Aim of the task: Return each of the entries below word for word.

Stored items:
========================================================================
PR #13330, opened 2026-08-03
fix(helm): make countryconfig imagePullPolicy configurable 

Nil20:
**Problem:** In non-prod environments (`qa`, `e2e`, `migration-staging`, `migration-production`) the `countryconfig` deployment tracks the floating `develop` image tag. Kubernetes' default `imagePullPolicy` for any non-`:latest` tag is `IfNotPresent`, so once a node has cached an image under the tag `develop`, it never rechecks the registry — new commits merged to `develop` get built and pushed, but the running pod silently keeps serving the old cached image indefinitely.

**Root cause:** no `imagePullPolicy` was set on the `countryconfig` container, so it fell back to Kubernetes' tag-based default instead of a digest-aware one.

**Fix:**
- Added a configurable `platform.imagePullPolicy` (default `IfNotPresent`, so prod-style deployments on immutable version tags like `v2.1.0` are unaffected).
- `countryconfig-deployment.yaml` now resolves `countryconfig.image.pullPolicy → platform.imagePullPolicy → "IfNotPresent"`.
- Companion infra change (opencrvs/opencrvs-testland-infrastructure#9) sets `platform.imagePullPolicy: Always` for the environments that actually deploy the floating `develop` tag.

**Tests:** verified via `helm template`, with and without the override, that `imagePullPolicy` renders correctly in both cases.

### DIFF
--- a/charts/opencrvs-services/templates/countryconfig-deployment.yaml
+++ b/charts/opencrvs-services/templates/countryconfig-deployment.yaml
@@ -77,6 +77,7 @@ spec:
       containers:
         - name: countryconfig
           image: {{ include "opencrvs.image" (dict "root" . "service" .Values.countryconfig) | quote }}
+          imagePullPolicy: {{ .Values.countryconfig.image.pullPolicy | default .Values.platform.imagePullPolicy | default "IfNotPresent" }}
           env:
           {{- include "render-otel-env-vars" (dict "Values" .Values "Release" .Release) }}
             - name: CERT_PUBLIC_KEY_PATH
--- a/charts/opencrvs-services/templates/countryconfig-deployment.yaml
+++ b/charts/opencrvs-services/templates/countryconfig-deployment.yaml
@@ -77,7 +77,7 @@ spec:
       containers:
         - name: countryconfig
           image: {{ include "opencrvs.image" (dict "root" . "service" .Values.countryconfig) | quote }}
-          imagePullPolicy: {{ .Values.countryconfig.image.pullPolicy | default .Values.platform.imagePullPolicy | default "IfNotPresent" }}
+          imagePullPolicy: {{ .Values.countryconfig.image.pullPolicy | default .Values.platform.imagePullPolicy }}
           env:
           {{- include "render-otel-env-vars" (dict "Values" .Values "Release" .Release) }}
             - name: CERT_PUBLIC_KEY_PATH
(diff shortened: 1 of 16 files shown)


charts/opencrvs-services/templates/countryconfig-deployment.yaml
```diff
@@ -77,6 +77,7 @@ spec:
       containers:
         - name: countryconfig
           image: {{ include "opencrvs.image" (dict "root" . "service" .Values.countryconfig) | quote }}
+          imagePullPolicy: {{ .Values.countryconfig.image.pullPolicy | default .Values.platform.imagePullPolicy | default "IfNotPresent" }}
```
adskyiproger: Lets add imagePullPolicy to platform in values.yaml:
```yaml
platform:
  imagePullPolicy: IfNotPresent
```

Adding default to values.yaml will simplify expression to:
```yaml
imagePullPolicy: {{ .Values.countryconfig.image.pullPolicy | default .Values.platform.imagePullPolicy }}
```

charts/opencrvs-services/values.yaml
```diff
@@ -238,6 +237,13 @@ platform:
   # for example: ghcr.io/opencrvs or myorg
   repository: ghcr.io/opencrvs
 
+  # Default imagePullPolicy for all OpenCRVS images. Keep as IfNotPresent for
+  # immutable version tags (e.g. v2.1.0). Environments that deploy a floating
+  # tag (e.g. "develop") should override this to "Always", otherwise nodes
+  # keep serving whatever was cached under that tag instead of picking up
+  # newer pushes.
+  imagePullPolicy: IfNotPresent
+
```
adskyiproger: There is no sense, it's not used anywhere

charts/opencrvs-services/templates/countryconfig-deployment.yaml
Nil20: Simplified — removed the redundant `| default "IfNotPresent"` now that `platform.imagePullPolicy` already defaults to it in `values.yaml`. Fixed in 0dcd3b7f08.

charts/opencrvs-services/values.yaml
Nil20: Trimmed to a single actionable line. Fixed in 0dcd3b7f08.

adskyiproger (approved):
========================================================================
Response to the task:
PR #13330, opened 2026-08-03
fix(helm): make countryconfig imagePullPolicy configurable 

Nil20:
**Problem:** In non-prod environments (`qa`, `e2e`, `migration-staging`, `migration-production`) the `countryconfig` deployment tracks the floating `develop` image tag. Kubernetes' default `imagePullPolicy` for any non-`:latest` tag is `IfNotPresent`, so once a node has cached an image under the tag `develop`, it never rechecks the registry — new commits merged to `develop` get built and pushed, but the running pod silently keeps serving the old cached image indefinitely.

**Root cause:** no `imagePullPolicy` was set on the `countryconfig` container, so it fell back to Kubernetes' tag-based default instead of a digest-aware one.

**Fix:**
- Added a configurable `platform.imagePullPolicy` (default `IfNotPresent`, so prod-style deployments on immutable version tags like `v2.1.0` are unaffected).
- `countryconfig-deployment.yaml` now resolves `countryconfig.image.pullPolicy → platform.imagePullPolicy → "IfNotPresent"`.
- Companion infra change (opencrvs/opencrvs-testland-infrastructure#9) sets `platform.imagePullPolicy: Always` for the environments that actually deploy the floating `develop` tag.

**Tests:** verified via `helm template`, with and without the override, that `imagePullPolicy` renders correctly in both cases.

### DIFF
--- a/charts/opencrvs-services/templates/countryconfig-deployment.yaml
+++ b/charts/opencrvs-services/templates/countryconfig-deployment.yaml
@@ -77,6 +77,7 @@ spec:
       containers:
         - name: countryconfig
           image: {{ include "opencrvs.image" (dict "root" . "service" .Values.countryconfig) | quote }}
+          imagePullPolicy: {{ .Values.countryconfig.image.pullPolicy | default .Values.platform.imagePullPolicy | default "IfNotPresent" }}
           env:
           {{- include "render-otel-env-vars" (dict "Values" .Values "Release" .Release) }}
             - name: CERT_PUBLIC_KEY_PATH
--- a/charts/opencrvs-services/templates/countryconfig-deployment.yaml
+++ b/charts/opencrvs-services/templates/countryconfig-deployment.yaml
@@ -77,7 +77,7 @@ spec:
       containers:
         - name: countryconfig
           image: {{ include "opencrvs.image" (dict "root" . "service" .Values.countryconfig) | quote }}
-          imagePullPolicy: {{ .Values.countryconfig.image.pullPolicy | default .Values.platform.imagePullPolicy | default "IfNotPresent" }}
+          imagePullPolicy: {{ .Values.countryconfig.image.pullPolicy | default .Values.platform.imagePullPolicy }}
           env:
           {{- include "render-otel-env-vars" (dict "Values" .Values "Release" .Release) }}
             - name: CERT_PUBLIC_KEY_PATH
(diff shortened: 1 of 16 files shown)


charts/opencrvs-services/templates/countryconfig-deployment.yaml
```diff
@@ -77,6 +77,7 @@ spec:
       containers:
         - name: countryconfig
           image: {{ include "opencrvs.image" (dict "root" . "service" .Values.countryconfig) | quote }}
+          imagePullPolicy: {{ .Values.countryconfig.image.pullPolicy | default .Values.platform.imagePullPolicy | default "IfNotPresent" }}
```
adskyiproger: Lets add imagePullPolicy to platform in values.yaml:
```yaml
platform:
  imagePullPolicy: IfNotPresent
```

Adding default to values.yaml will simplify expression to:
```yaml
imagePullPolicy: {{ .Values.countryconfig.image.pullPolicy | default .Values.platform.imagePullPolicy }}
```

charts/opencrvs-services/values.yaml
```diff
@@ -238,6 +237,13 @@ platform:
   # for example: ghcr.io/opencrvs or myorg
   repository: ghcr.io/opencrvs
 
+  # Default imagePullPolicy for all OpenCRVS images. Keep as IfNotPresent for
+  # immutable version tags (e.g. v2.1.0). Environments that deploy a floating
+  # tag (e.g. "develop") should override this to "Always", otherwise nodes
+  # keep serving whatever was cached under that tag instead of picking up
+  # newer pushes.
+  imagePullPolicy: IfNotPresent
+
```
adskyiproger: There is no sense, it's not used anywhere

charts/opencrvs-services/templates/countryconfig-deployment.yaml
Nil20: Simplified — removed the redundant `| default "IfNotPresent"` now that `platform.imagePullPolicy` already defaults to it in `values.yaml`. Fixed in 0dcd3b7f08.

charts/opencrvs-services/values.yaml
Nil20: Trimmed to a single actionable line. Fixed in 0dcd3b7f08.

adskyiproger (approved):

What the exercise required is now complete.